#### Problem to solve:
Filter the records below and copy every line containing the word "with".

#### Material shown:
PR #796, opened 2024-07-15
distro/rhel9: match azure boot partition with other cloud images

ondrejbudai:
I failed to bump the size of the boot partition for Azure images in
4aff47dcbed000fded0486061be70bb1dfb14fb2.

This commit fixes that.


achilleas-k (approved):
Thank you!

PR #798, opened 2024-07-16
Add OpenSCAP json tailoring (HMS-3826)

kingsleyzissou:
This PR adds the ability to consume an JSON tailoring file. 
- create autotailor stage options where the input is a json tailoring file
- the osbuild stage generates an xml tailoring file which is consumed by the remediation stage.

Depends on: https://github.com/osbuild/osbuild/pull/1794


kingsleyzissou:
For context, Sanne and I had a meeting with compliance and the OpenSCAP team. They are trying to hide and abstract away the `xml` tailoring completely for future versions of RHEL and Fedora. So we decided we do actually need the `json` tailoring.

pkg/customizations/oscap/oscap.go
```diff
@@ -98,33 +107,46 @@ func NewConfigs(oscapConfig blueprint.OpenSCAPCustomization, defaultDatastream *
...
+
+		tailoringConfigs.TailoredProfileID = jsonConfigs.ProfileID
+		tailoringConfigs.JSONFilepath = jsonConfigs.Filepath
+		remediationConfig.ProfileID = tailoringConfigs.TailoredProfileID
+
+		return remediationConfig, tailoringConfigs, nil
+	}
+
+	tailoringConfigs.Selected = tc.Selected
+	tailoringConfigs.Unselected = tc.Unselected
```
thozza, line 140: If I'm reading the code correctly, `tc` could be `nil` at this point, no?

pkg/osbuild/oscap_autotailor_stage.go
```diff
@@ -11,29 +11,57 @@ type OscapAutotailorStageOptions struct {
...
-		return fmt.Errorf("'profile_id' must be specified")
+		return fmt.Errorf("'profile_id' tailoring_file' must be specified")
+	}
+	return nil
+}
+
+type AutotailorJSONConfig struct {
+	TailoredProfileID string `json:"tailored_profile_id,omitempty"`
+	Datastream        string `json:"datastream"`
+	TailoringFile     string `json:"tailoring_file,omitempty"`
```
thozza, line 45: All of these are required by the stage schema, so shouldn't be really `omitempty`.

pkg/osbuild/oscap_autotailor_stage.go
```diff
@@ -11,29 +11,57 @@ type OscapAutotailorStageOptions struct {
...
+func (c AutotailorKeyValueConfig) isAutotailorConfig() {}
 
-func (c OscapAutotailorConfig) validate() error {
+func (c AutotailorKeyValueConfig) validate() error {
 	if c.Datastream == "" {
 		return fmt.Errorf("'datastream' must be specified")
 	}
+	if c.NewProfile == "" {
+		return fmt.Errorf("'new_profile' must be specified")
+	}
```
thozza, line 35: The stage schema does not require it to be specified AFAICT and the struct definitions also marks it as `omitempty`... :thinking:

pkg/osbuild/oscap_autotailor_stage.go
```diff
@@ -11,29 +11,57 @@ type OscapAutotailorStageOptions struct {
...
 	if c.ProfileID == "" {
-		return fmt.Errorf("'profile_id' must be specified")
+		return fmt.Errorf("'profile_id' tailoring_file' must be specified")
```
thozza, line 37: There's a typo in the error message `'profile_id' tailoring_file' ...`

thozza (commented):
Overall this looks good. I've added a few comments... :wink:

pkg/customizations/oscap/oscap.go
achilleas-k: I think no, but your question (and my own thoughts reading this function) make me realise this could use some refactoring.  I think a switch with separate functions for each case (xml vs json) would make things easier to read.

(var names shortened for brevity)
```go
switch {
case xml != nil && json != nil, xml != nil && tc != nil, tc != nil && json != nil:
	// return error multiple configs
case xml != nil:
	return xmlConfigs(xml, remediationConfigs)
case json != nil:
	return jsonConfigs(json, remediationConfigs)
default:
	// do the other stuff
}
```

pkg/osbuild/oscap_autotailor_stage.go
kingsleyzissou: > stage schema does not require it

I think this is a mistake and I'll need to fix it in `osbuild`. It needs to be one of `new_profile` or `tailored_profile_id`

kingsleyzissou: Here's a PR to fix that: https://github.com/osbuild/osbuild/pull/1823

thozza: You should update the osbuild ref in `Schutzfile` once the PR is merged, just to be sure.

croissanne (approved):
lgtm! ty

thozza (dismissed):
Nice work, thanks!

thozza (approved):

#### Answer box:
distro/rhel9: match azure boot partition with other cloud images
For context, Sanne and I had a meeting with compliance and the OpenSCAP team. They are trying to hide and abstract away the `xml` tailoring completely for future versions of RHEL and Fedora. So we decided we do actually need the `json` tailoring.
achilleas-k: I think no, but your question (and my own thoughts reading this function) make me realise this could use some refactoring.  I think a switch with separate functions for each case (xml vs json) would make things easier to read.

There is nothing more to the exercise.